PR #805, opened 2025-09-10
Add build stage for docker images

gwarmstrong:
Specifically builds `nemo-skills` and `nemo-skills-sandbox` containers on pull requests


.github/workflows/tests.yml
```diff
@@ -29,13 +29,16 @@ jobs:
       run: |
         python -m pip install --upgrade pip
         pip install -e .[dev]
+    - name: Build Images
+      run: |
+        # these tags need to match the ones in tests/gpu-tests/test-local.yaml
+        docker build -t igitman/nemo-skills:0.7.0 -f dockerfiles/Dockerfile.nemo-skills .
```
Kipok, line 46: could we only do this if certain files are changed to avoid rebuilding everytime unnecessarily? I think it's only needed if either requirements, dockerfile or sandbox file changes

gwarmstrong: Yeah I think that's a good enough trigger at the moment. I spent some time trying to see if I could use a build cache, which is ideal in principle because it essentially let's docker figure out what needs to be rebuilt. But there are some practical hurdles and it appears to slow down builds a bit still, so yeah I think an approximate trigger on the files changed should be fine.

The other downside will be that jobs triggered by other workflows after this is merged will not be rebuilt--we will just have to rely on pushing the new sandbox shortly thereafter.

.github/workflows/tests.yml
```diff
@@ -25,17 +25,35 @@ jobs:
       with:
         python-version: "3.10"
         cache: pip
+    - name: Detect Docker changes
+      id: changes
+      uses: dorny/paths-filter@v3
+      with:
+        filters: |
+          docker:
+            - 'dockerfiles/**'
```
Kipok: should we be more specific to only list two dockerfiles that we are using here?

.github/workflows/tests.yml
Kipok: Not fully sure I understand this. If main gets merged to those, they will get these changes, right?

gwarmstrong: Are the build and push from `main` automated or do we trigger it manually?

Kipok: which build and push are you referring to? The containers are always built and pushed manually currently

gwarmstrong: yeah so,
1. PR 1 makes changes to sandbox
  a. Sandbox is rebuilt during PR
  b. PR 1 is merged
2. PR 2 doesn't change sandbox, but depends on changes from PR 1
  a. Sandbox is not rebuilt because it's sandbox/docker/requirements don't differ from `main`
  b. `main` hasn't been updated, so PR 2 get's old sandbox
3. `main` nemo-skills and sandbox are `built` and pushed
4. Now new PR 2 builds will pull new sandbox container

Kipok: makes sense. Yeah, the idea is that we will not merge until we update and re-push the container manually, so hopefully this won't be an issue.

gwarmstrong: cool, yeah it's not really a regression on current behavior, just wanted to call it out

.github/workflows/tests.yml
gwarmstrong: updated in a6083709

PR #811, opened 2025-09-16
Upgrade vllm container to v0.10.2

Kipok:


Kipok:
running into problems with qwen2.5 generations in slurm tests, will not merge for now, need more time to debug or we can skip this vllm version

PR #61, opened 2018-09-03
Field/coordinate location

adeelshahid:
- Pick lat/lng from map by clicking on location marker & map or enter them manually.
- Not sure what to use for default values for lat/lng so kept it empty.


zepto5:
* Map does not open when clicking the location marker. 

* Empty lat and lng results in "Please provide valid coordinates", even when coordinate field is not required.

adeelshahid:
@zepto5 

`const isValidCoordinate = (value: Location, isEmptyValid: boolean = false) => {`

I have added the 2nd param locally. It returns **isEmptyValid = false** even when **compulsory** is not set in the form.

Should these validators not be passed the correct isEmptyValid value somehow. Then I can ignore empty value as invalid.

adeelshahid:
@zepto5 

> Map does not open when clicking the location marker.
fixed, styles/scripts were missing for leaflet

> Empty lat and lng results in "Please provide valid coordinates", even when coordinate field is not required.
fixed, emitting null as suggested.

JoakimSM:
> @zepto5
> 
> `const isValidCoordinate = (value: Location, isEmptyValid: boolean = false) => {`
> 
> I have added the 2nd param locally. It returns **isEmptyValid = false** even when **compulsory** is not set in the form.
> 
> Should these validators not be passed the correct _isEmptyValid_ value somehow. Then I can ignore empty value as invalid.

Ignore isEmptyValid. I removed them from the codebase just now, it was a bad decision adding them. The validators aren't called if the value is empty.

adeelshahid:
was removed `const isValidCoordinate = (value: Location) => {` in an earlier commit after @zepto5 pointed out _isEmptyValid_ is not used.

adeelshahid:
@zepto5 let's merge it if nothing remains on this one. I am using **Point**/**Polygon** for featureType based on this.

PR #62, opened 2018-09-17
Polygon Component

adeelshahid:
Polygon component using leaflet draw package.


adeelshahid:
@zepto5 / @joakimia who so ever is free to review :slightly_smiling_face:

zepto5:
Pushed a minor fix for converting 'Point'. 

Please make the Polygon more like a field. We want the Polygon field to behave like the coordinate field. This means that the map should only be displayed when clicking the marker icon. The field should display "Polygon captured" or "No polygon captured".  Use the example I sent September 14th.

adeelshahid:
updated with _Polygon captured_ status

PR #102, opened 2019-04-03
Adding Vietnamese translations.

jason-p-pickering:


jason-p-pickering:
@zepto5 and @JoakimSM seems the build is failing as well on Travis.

============================================================

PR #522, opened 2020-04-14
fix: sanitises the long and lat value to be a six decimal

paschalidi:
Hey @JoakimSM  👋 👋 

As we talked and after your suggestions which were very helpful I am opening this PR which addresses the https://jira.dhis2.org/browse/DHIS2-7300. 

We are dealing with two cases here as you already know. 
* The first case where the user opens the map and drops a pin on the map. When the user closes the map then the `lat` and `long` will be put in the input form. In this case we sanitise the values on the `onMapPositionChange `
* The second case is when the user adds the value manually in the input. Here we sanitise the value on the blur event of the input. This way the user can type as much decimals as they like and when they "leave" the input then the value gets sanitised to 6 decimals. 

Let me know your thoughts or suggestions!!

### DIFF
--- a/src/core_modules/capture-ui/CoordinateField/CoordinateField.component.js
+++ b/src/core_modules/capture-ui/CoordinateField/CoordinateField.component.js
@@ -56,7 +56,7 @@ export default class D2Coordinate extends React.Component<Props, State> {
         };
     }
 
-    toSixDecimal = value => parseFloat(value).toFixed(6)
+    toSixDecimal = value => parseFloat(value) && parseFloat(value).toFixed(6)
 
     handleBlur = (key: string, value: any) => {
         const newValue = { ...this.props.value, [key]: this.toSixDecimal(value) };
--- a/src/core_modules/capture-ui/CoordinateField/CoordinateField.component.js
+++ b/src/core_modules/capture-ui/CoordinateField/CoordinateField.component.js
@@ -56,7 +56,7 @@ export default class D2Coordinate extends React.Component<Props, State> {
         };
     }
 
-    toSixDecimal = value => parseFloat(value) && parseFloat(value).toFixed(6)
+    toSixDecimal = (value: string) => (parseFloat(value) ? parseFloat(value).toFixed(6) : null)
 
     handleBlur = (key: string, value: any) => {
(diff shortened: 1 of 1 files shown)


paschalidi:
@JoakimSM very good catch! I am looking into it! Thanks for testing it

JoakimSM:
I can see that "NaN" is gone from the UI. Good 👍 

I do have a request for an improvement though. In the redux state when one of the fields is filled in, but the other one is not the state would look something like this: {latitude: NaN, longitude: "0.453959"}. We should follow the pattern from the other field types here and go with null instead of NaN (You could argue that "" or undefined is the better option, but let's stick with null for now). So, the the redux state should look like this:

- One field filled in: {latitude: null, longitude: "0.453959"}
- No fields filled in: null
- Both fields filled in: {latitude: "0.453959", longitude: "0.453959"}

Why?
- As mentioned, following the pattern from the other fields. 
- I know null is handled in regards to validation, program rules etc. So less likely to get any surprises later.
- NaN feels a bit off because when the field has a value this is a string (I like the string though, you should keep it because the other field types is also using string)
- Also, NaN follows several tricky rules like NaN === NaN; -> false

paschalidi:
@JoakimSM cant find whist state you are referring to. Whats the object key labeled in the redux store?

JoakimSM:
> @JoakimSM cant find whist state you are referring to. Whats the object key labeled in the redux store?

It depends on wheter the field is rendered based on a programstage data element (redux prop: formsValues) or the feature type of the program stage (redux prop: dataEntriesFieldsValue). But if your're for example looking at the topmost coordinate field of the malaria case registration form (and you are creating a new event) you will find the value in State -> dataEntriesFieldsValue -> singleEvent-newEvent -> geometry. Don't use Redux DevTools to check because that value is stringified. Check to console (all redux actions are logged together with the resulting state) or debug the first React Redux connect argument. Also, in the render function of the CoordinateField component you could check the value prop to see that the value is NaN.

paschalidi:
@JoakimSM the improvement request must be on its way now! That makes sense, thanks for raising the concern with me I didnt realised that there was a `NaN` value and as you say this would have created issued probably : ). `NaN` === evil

============================================================

▶ [DIRECTIONS]: Give solely the number of lines in the data that contain the string "labeled".

▶ [RESPONSE FOR THIS EXERCISE]: 2